*** Opening of DATASET ***

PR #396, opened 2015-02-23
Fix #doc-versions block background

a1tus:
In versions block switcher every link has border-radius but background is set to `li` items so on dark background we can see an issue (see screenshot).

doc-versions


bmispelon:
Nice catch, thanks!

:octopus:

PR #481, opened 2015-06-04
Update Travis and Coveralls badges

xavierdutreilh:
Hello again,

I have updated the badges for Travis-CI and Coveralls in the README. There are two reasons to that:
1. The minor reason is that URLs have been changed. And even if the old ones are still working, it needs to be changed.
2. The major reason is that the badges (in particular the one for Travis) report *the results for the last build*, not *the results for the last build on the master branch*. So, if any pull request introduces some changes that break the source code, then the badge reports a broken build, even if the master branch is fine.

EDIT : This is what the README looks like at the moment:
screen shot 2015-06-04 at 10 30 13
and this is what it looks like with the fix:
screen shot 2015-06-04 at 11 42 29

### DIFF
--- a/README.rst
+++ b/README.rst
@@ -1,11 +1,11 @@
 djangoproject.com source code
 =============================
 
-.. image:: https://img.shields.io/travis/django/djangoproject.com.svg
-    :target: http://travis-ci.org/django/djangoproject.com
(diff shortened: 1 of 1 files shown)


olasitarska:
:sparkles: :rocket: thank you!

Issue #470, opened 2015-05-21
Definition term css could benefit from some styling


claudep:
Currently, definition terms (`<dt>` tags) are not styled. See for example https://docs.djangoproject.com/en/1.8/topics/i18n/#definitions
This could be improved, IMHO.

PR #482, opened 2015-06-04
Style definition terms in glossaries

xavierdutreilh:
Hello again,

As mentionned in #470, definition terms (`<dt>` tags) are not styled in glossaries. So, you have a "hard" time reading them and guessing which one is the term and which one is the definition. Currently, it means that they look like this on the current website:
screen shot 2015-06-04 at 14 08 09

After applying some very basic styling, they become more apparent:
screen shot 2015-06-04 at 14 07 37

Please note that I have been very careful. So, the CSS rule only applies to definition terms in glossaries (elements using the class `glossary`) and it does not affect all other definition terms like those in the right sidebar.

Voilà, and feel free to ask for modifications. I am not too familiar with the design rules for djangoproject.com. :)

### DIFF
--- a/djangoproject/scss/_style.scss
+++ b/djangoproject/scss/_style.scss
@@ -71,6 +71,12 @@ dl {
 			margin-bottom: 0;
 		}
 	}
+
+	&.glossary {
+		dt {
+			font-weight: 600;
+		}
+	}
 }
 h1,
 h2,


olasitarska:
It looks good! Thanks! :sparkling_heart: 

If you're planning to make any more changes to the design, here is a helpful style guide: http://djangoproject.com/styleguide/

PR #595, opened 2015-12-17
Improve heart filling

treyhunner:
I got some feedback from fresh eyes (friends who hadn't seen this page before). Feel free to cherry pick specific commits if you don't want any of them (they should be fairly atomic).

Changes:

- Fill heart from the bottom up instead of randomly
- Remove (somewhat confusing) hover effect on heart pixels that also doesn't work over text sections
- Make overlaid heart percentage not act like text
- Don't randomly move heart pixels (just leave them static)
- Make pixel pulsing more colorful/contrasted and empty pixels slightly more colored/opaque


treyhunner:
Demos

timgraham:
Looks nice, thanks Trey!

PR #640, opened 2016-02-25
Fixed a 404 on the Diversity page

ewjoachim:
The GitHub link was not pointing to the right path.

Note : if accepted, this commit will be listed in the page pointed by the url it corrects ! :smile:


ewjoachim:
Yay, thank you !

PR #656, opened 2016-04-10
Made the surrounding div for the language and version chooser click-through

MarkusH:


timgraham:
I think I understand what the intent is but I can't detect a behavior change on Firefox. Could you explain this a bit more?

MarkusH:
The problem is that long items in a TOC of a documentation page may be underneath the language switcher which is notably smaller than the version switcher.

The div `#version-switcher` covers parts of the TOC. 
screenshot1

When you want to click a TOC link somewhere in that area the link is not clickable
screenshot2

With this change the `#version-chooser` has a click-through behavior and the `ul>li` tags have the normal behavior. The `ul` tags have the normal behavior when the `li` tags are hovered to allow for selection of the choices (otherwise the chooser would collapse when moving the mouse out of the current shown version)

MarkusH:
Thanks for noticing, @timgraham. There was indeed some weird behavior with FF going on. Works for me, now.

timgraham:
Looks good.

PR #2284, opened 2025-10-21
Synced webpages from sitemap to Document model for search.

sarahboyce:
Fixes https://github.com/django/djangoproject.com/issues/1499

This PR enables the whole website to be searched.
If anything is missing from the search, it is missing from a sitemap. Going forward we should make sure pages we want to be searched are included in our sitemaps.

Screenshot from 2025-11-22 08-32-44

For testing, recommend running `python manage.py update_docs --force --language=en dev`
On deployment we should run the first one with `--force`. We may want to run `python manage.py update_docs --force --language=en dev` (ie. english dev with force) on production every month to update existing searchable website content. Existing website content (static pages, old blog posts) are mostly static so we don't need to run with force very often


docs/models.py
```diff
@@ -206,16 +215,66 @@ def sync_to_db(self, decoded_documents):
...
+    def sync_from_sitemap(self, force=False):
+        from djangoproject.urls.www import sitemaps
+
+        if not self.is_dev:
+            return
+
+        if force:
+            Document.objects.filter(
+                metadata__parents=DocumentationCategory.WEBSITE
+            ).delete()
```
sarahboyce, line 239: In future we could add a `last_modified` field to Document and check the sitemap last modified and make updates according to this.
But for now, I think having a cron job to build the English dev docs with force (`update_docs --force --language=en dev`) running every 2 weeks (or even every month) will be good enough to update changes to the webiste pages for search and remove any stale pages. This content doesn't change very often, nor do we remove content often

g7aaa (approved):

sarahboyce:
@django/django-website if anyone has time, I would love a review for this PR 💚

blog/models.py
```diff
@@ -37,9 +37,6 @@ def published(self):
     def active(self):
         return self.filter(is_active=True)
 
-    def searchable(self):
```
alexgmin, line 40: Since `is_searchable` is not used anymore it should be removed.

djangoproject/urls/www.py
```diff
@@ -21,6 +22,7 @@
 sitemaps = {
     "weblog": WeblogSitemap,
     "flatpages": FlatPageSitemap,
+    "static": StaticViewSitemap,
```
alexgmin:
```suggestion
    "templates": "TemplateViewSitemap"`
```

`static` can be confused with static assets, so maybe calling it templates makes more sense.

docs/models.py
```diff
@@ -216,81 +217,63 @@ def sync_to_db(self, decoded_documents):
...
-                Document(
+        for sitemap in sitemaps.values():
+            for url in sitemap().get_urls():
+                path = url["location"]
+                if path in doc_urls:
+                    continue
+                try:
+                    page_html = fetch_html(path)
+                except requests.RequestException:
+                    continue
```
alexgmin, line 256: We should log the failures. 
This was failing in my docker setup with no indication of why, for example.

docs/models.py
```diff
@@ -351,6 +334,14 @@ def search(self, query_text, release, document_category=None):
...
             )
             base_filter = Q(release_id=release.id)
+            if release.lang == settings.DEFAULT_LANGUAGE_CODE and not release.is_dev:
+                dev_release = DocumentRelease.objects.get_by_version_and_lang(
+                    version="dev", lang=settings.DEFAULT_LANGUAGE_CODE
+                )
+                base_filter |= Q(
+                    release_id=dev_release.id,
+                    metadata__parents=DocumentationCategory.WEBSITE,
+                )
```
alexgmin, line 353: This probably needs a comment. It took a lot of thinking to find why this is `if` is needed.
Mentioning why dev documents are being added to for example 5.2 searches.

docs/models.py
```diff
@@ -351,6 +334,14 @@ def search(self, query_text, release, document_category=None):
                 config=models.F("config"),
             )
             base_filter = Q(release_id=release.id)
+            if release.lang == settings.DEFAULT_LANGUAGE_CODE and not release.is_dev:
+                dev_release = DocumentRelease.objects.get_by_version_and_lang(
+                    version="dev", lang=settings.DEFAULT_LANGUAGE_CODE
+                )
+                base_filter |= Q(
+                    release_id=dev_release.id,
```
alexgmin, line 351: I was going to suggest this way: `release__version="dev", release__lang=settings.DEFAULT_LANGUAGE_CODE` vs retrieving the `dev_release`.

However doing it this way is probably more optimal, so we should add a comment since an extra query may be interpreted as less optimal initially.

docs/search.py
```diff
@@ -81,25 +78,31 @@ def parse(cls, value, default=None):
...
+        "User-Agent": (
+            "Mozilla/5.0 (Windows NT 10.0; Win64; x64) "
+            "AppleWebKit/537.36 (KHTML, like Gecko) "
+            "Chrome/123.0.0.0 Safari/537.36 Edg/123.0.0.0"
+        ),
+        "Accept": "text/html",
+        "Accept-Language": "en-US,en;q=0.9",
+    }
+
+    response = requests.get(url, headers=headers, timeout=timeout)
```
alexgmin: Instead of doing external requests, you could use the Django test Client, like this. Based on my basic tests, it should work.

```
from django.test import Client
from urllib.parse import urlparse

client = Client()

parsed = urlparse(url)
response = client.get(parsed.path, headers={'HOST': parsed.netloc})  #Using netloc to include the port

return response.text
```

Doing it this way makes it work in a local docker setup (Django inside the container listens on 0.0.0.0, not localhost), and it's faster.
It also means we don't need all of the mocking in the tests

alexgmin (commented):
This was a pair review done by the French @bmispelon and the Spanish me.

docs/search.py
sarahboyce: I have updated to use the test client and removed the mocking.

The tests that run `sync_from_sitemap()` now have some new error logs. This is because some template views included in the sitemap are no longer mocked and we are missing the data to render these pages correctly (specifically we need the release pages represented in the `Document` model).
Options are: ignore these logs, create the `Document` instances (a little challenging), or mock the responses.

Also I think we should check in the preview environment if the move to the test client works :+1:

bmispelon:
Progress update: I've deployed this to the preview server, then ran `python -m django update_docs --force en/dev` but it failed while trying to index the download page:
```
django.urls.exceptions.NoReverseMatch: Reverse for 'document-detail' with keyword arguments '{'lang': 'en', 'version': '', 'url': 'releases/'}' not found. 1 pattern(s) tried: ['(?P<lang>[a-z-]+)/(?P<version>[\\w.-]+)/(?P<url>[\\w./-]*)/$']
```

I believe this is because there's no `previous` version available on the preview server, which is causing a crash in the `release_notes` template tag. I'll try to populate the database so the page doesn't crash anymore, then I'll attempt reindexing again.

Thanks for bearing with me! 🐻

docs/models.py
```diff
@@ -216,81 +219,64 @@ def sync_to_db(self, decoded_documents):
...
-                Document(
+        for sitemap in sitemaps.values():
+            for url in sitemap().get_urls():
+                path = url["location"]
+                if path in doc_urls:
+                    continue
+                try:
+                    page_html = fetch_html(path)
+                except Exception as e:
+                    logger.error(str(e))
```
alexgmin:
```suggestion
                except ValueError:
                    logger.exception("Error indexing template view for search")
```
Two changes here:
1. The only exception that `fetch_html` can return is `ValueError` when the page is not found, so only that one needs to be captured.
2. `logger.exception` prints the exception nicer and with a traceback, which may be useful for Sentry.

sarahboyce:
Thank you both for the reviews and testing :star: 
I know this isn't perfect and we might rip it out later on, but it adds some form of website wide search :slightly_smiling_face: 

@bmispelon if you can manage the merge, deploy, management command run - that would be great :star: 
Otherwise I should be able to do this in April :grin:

*** Close of DATASET ***

EXERCISE DESCRIPTION
Lines that hold the word "background" are the ones to copy from the entries above.

SOLUTION BELOW
Fix #doc-versions block background
In versions block switcher every link has border-radius but background is set to `li` items so on dark background we can see an issue (see screenshot).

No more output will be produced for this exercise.